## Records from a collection
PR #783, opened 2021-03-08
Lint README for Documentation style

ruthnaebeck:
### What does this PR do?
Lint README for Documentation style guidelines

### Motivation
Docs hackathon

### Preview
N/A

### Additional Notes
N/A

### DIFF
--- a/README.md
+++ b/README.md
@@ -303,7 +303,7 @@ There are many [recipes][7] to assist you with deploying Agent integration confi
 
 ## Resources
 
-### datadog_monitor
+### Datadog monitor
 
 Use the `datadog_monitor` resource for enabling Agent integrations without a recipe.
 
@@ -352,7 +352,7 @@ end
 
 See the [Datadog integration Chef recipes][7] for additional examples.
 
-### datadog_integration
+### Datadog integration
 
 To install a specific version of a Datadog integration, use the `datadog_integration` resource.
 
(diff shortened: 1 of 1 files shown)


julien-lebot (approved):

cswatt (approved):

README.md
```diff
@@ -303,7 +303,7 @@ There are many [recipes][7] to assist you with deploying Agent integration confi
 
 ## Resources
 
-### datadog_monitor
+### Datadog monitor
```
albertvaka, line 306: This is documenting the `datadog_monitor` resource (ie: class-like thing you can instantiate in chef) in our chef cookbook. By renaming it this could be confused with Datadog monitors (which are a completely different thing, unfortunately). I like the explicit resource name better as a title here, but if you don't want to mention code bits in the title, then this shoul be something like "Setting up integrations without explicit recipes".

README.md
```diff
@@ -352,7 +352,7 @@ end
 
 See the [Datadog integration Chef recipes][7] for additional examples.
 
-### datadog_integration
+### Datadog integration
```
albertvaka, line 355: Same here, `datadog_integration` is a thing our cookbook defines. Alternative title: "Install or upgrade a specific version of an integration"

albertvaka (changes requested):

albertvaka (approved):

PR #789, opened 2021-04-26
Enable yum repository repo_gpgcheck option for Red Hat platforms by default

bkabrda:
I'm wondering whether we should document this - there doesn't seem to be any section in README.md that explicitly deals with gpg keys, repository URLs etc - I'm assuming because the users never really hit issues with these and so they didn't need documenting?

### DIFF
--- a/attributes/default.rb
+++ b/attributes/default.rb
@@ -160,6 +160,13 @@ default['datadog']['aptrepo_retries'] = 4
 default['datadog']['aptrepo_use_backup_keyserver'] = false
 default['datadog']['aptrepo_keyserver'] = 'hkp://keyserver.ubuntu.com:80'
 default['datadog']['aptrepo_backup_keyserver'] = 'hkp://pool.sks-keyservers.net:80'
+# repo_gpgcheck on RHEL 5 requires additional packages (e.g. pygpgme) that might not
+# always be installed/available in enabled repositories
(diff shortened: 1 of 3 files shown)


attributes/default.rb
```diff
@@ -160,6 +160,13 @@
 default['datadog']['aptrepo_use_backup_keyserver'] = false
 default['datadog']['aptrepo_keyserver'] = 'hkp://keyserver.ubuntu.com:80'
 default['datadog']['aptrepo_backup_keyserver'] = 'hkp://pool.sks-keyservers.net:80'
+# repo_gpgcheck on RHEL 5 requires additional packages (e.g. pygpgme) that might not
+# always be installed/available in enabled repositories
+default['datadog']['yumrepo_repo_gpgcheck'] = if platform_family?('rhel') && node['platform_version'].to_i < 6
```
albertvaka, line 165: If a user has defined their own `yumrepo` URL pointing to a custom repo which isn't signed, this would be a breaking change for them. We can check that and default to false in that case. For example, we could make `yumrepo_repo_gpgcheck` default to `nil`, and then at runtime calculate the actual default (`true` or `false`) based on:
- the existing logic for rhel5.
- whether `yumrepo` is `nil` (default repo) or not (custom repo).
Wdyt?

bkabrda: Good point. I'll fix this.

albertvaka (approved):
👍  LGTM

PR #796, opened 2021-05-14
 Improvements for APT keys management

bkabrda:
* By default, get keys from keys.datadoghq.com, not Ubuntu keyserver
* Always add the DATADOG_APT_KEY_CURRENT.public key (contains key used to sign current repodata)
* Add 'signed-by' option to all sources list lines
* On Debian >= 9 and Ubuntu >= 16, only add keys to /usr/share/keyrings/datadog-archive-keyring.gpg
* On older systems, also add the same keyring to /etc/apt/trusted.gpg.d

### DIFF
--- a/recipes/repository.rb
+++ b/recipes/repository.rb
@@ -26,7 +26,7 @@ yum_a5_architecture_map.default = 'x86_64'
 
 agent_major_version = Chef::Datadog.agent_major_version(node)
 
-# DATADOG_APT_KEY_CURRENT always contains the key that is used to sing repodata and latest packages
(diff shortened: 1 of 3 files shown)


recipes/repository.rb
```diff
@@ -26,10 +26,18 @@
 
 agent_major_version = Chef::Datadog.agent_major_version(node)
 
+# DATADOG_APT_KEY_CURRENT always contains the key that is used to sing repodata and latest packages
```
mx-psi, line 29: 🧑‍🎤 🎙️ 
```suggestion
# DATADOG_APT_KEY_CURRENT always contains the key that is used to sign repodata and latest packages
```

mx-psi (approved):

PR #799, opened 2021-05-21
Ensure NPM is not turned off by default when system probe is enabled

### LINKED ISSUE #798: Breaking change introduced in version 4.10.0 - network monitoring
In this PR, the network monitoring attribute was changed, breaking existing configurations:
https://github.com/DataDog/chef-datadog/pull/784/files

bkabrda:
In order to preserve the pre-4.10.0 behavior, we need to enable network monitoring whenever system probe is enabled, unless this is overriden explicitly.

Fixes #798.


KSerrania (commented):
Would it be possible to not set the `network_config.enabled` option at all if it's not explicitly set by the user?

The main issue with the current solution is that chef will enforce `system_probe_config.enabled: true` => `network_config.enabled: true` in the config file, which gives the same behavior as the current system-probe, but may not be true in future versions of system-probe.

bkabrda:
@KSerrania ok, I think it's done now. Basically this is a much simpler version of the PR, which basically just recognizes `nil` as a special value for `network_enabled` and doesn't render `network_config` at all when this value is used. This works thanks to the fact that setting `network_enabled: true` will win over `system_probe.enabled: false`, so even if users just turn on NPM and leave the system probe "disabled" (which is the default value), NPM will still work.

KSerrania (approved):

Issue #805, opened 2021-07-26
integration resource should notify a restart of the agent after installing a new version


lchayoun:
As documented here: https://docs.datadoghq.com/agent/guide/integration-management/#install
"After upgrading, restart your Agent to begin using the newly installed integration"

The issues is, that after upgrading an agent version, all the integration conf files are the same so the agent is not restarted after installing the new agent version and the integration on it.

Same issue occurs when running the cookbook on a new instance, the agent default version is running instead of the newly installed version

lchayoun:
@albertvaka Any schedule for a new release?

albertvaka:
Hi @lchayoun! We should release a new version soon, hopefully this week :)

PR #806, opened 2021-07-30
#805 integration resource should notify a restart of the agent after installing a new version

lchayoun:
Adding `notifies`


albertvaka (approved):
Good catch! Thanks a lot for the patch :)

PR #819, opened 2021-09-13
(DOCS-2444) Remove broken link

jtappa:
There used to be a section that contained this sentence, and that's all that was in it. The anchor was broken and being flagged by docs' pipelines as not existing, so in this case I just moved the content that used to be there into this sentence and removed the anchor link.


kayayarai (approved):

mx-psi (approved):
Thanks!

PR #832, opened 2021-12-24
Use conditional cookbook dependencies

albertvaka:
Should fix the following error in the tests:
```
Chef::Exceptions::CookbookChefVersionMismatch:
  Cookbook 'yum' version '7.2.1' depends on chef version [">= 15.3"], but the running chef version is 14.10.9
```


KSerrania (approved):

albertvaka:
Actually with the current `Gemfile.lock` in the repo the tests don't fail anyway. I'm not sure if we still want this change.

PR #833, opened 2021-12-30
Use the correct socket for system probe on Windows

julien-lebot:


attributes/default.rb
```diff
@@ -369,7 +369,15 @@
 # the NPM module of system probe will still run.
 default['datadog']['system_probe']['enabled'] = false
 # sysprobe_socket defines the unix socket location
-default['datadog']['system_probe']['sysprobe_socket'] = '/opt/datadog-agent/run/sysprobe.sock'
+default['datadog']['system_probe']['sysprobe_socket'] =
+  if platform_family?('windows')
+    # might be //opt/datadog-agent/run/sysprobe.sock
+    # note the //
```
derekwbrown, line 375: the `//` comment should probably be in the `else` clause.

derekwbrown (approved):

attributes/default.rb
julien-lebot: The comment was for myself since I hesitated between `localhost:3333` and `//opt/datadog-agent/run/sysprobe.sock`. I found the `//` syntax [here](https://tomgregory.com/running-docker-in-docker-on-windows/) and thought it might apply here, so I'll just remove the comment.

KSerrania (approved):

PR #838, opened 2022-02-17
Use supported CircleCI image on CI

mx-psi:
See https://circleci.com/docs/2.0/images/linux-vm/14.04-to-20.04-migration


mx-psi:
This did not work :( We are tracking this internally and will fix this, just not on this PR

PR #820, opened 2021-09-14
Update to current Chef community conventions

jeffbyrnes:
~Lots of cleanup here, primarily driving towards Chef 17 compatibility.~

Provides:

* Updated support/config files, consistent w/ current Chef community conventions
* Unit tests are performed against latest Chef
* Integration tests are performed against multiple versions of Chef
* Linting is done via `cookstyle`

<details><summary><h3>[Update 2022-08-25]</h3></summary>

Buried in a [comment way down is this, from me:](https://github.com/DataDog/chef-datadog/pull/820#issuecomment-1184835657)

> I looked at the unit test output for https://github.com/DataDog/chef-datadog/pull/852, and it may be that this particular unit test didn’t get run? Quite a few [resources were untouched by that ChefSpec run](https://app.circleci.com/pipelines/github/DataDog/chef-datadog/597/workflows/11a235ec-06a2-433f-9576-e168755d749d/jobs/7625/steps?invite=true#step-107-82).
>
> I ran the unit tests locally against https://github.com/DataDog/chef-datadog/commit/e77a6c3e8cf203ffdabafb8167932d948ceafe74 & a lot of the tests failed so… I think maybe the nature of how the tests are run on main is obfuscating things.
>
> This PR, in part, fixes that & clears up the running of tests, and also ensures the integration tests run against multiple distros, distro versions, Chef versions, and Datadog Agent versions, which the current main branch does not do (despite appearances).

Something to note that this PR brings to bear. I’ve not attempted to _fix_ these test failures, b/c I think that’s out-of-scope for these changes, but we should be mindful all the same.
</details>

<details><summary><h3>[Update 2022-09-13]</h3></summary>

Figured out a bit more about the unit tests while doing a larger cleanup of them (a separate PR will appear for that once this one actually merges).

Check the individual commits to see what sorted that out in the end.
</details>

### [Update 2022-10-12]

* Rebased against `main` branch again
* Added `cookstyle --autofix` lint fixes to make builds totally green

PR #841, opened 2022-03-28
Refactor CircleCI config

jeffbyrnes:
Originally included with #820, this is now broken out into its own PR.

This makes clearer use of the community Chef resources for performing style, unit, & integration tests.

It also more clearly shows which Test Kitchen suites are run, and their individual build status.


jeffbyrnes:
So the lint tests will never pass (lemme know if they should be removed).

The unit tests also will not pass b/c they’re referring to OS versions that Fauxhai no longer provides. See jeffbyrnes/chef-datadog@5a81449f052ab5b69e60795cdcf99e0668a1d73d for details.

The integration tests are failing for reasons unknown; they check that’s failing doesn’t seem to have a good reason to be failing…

==

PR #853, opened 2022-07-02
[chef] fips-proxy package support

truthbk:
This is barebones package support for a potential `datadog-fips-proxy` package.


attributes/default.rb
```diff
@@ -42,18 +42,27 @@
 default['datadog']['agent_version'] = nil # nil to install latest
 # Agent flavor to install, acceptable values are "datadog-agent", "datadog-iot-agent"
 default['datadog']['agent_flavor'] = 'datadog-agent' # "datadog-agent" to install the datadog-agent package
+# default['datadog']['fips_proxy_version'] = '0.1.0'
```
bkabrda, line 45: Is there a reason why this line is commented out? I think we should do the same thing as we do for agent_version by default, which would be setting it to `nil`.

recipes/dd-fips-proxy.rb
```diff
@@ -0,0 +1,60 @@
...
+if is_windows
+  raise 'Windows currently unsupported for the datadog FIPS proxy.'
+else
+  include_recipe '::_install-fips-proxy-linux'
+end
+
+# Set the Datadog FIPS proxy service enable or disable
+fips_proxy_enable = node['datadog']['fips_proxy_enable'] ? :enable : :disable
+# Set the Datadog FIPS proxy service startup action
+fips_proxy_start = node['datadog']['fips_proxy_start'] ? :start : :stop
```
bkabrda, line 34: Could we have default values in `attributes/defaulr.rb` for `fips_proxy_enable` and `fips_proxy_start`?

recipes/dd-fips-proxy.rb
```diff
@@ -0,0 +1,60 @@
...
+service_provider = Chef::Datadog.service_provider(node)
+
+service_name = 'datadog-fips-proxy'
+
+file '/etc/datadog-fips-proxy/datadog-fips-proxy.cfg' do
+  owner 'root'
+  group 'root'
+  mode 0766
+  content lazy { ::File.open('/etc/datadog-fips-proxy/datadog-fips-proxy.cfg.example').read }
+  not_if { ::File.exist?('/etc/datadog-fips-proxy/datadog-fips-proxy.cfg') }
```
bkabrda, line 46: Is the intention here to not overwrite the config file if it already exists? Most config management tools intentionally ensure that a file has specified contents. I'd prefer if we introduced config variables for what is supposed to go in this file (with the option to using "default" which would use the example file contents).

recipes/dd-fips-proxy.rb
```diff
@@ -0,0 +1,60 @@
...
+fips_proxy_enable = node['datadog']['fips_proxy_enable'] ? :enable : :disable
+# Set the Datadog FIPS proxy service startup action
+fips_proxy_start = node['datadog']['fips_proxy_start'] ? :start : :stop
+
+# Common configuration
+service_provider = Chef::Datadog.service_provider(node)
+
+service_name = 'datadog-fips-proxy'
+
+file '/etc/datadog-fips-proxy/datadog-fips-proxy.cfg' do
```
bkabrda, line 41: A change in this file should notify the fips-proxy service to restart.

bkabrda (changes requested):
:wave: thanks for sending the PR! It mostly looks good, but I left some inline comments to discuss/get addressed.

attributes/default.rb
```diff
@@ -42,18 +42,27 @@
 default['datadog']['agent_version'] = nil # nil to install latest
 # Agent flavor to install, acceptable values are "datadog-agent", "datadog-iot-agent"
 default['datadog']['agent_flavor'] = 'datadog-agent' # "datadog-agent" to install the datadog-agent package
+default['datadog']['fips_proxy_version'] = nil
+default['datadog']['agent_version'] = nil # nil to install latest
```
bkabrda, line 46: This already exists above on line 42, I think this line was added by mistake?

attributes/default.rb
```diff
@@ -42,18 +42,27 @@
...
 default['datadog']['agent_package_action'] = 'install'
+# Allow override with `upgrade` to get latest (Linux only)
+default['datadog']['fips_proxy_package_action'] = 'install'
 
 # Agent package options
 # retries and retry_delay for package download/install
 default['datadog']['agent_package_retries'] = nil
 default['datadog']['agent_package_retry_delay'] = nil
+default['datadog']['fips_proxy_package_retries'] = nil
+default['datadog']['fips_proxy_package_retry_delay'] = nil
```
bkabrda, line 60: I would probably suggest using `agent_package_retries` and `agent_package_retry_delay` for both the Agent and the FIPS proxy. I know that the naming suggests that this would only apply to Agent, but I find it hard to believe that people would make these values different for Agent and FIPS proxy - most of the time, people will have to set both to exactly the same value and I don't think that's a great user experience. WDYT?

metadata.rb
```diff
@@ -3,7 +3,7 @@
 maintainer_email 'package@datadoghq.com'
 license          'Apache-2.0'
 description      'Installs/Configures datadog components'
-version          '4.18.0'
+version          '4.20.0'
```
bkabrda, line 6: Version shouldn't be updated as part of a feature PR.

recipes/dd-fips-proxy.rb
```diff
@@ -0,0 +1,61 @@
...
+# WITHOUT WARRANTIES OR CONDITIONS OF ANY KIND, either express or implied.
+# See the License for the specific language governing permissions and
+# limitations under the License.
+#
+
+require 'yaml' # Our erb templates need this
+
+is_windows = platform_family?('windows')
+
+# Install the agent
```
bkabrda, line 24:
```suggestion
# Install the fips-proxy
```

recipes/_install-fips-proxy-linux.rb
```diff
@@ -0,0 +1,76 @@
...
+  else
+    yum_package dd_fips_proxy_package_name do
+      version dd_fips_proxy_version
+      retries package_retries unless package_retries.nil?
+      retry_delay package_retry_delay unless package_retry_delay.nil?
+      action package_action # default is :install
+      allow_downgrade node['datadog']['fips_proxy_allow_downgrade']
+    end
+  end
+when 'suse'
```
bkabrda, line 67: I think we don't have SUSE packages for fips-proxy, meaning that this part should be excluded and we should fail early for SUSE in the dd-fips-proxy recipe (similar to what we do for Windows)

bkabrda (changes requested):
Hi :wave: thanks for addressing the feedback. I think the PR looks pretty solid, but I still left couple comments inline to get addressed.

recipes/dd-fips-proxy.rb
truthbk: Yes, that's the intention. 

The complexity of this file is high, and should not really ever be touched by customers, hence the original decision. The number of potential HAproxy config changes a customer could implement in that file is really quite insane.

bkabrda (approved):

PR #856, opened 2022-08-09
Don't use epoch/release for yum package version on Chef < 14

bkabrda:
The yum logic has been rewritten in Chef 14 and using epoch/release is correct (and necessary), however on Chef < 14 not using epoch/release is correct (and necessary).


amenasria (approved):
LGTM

* * *

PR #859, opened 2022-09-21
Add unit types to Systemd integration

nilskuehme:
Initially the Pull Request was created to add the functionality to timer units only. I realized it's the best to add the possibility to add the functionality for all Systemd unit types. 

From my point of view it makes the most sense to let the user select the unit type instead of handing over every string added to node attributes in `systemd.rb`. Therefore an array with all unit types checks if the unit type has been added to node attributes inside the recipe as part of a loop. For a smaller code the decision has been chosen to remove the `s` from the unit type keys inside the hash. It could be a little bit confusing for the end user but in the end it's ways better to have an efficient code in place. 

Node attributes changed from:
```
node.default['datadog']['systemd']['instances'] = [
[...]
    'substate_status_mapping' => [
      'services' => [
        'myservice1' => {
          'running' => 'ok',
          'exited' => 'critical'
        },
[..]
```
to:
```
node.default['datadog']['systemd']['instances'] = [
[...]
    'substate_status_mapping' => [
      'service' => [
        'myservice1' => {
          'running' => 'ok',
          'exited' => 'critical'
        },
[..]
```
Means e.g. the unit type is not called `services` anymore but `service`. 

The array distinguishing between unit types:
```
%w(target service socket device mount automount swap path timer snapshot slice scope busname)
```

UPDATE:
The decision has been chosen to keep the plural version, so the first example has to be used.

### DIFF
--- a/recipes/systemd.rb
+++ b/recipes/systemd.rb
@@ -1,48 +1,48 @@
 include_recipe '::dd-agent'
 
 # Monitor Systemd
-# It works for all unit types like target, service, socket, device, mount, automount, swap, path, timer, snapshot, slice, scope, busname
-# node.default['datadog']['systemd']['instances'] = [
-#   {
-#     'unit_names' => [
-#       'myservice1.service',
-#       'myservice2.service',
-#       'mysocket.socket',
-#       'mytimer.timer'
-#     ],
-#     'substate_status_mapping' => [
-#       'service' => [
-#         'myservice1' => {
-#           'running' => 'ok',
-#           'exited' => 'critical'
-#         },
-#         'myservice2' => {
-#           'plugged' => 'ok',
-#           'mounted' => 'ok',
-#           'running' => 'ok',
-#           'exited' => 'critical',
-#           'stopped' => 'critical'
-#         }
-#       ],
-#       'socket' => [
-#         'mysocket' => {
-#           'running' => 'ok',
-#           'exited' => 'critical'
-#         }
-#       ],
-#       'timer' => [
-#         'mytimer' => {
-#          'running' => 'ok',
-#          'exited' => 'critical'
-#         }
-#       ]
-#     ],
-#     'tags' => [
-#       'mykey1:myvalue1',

## Exercise requirements
The job here is to find each line above with the word "title" and copy it.

## Answer to the exercise
albertvaka, line 306: This is documenting the `datadog_monitor` resource (ie: class-like thing you can instantiate in chef) in our chef cookbook. By renaming it this could be confused with Datadog monitors (which are a completely different thing, unfortunately). I like the explicit resource name better as a title here, but if you don't want to mention code bits in the title, then this shoul be something like "Setting up integrations without explicit recipes".
albertvaka, line 355: Same here, `datadog_integration` is a thing our cookbook defines. Alternative title: "Install or upgrade a specific version of an integration"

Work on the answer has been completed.